> [Exercise data]:
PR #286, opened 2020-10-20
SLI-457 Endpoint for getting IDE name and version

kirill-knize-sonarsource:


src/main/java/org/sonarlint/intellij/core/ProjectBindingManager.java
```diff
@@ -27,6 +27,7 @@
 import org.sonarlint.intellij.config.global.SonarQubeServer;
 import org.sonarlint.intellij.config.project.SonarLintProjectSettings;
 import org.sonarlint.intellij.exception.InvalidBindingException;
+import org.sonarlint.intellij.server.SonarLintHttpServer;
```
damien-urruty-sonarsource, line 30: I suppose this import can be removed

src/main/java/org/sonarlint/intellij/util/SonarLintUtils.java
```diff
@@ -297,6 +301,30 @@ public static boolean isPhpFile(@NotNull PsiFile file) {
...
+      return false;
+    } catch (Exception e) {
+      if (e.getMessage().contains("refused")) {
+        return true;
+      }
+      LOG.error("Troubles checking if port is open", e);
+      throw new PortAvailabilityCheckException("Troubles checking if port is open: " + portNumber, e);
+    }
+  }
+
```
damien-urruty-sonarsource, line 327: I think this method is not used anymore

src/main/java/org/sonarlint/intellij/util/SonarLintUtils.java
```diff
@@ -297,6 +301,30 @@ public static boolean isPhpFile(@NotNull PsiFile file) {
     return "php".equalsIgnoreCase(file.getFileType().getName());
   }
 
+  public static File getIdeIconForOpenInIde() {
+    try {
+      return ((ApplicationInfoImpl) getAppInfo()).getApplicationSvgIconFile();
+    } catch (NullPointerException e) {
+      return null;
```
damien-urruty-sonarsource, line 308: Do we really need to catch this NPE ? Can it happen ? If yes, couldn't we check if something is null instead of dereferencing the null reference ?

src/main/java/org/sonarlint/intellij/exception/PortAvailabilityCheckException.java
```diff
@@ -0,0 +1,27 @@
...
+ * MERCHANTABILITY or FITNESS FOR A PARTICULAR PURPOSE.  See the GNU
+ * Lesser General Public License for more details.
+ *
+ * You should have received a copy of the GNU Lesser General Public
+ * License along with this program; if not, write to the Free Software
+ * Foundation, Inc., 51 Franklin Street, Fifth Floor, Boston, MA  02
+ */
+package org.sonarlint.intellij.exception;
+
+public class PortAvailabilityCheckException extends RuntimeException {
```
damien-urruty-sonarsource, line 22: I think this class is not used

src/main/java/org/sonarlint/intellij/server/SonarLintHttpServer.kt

> [Exercise directions]: Show all lines in the preceding material that have "urruty" in them.

> [Exercise answer]:
damien-urruty-sonarsource, line 30: I suppose this import can be removed
damien-urruty-sonarsource, line 327: I think this method is not used anymore
damien-urruty-sonarsource, line 308: Do we really need to catch this NPE ? Can it happen ? If yes, couldn't we check if something is null instead of dereferencing the null reference ?
damien-urruty-sonarsource, line 22: I think this class is not used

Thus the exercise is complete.